After defeating the robot, Fat Cat appears and reveals that "Mandy's kitten" was just a distraction so he could kidnap Gadget and force her to work for him. Fortunately, Gadget is able to contact Chip and Dale by building a wireless phone and sending a map to them via carrier pigeon, allowing them to navigate through the treacherous landscape and reach Fat Cat's casino where she is being held. After rescuing her, Gadget provides the chipmunks with a rocket that sends them towards Fat Cat's hideout so they can defeat him.

==Development==
Rescue Rangers was the second Capcom-developed Disney game after 1989's DuckTales, also for the Nintendo Entertainment System. It was produced by Tokuro Fujiwara, who had previously worked on titles such as Ghosts'n Goblins. According to then-Disney game producer Darlene Lacey, the title was one of the "least troublesome" Capcom projects to meet the company's family-friendly ethics standards, with very few changes made during development. The Japanese and European versions of the game contain fixes to minor graphical glitches during the opening cutscene seen in the North American release, and a leaked prototype cartridge from a private collector reveals that at one time the player was only required to collect half as many flowers and stars to gain extra lives, though the original amounts were still erroneously printed in the North American instruction manual.

==Reception==

Rescue Rangers proved to be a commercial success, selling approximately 1.2 million copies worldwide, becoming Capcom's fourth highest-selling game for the Nintendo Entertainment System. It met with a mostly positive response upon its release in North America, with Electronic Gaming Monthly finding that "like previous Disney titles for the NES, this Capcom game offers the best graphics and game play for both young and old players alike", praising the title's 2-player option and "cartoon" visuals. The magazine criticized the title's lack of difficulty, saying "like the other Disney games, Capcom has hurt a great cart by making it too easy", calling the game "a great package that ends too quickly". Conversely, European Mean Machines magazine called it "tough and enjoyable", and said "what sets Rescue Rangers apart from other NES platformers is the speed of gameplay and the level of challenge". The game received the Parents' Choice Foundation's 1990 Parents' Choice Award for video games that November.
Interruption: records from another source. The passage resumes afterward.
PR #5240, opened 2022-07-27
Add support for MParT v0.2

dannys4:


dannys4:
Unsure what the `Linked library libjulia.so.1 (resolved path /usr/local/lib/libjulia.so.1) is not within the given prefix` warning is about, but I don't think that's an issue.

M/MParT/build_tarballs.jl
```diff
@@ -2,16 +2,27 @@
...
 sources = [
-    GitSource("https://github.com/MeasureTransport/MParT.git", "64e4b8ee7637382ab7f9aa091ace41ed6a5cbcc6")
+    GitSource("https://github.com/MeasureTransport/MParT.git", "7e138bc9981f4181db0388a2a481155a45f0eafe")
 ]
 
 # Bash recipe for building across all platforms
 script = raw"""
+# Override compiler ID to silence the horrible "No features found" cmake error
+if [[ $target == *"apple-darwin"* ]]; then
+  macos_extra_flags="-DCMAKE_CXX_COMPILER_ID=AppleClang -DCMAKE_CXX_COMPILER_VERSION=10.0.0 -DCMAKE_CXX_STANDARD_COMPUTED_DEFAULT=11"
```
giordano, line 23: I don't know what horrible error you're talking about, but this sounds like a lie since we do _not_ use AppleClang

M/MParT/build_tarballs.jl
```diff
@@ -21,28 +32,38 @@ fi
 
 cmake -DCMAKE_INSTALL_PREFIX=$prefix \
   -DCMAKE_TOOLCHAIN_FILE=${CMAKE_TARGET_TOOLCHAIN} \
+  -DCMAKE_CXX_FLAGS="-I${prefix}/include/eigen3 -fopenmp" \
```
giordano, line 35:
```suggestion
  -DCMAKE_CXX_FLAGS="-I${includedir}/eigen3 -fopenmp" \
```

dannys4: I'll make this change, but if this is how we should be doing it, should the [this documentation](https://docs.binarybuilder.org/stable/troubleshooting/#Header-files-of-the-dependencies-can't-be-found) be updated accordingly? I'd be happy to put up a quick PR, I just wasn't aware of this variable (and I'm not sure why I would be).

M/MParT/build_tarballs.jl
dannys4: Sorry if this is wrong, but there are a few examples using cxxwrap on Yggdrasil that use this exact thing (jlqml, sdpa, spot_julia), and I wasn't sure if I needed to include it so i erred on the side of caution. I'll double check if it's needed ASAP.

M/MParT/build_tarballs.jl
giordano: Yes please, that was probably before the `${includedir}` variable was introduced.

M/MParT/build_tarballs.jl
dannys4: looks like it isn't needed, at least according to Azure.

Nintendo Power ranked Rescue Rangers 79th in their 1997 list of the top 100 greatest games released for Nintendo systems, saying "Capcom lived up to its reputation for superior play control and graphics". In 2009, website IGN placed the game 71st on their list of the 100 greatest NES games of all time, with editors remarking that the title may have been more linear than Capcom's earlier title DuckTales, but it was nonetheless "an addictive platforming masterpiece". That year, GamesRadar ranked the game sixth on their list of the seven best Disney games, saying Rescue Rangers was "still worth playing" nearly 20 years after its original release.

Review scores
| Publication | Score |
|---|---|
| Electronic Gaming Monthly | 7/10, 9/10, 7/10, 8/10 |
| Nintendo Power | 4 / 5 |
| Mean Machines | 88% |
| Total! | 81% |

==Sequel==
Capcom released a sequel in December 1993 titled Chip 'n Dale Rescue Rangers 2, also for the Nintendo Entertainment System. The title has similar graphics and gameplay, as well as additional incentives for cooperative play such as mini-games that can only be played by two players and the ability to throw one's partner as a weapon.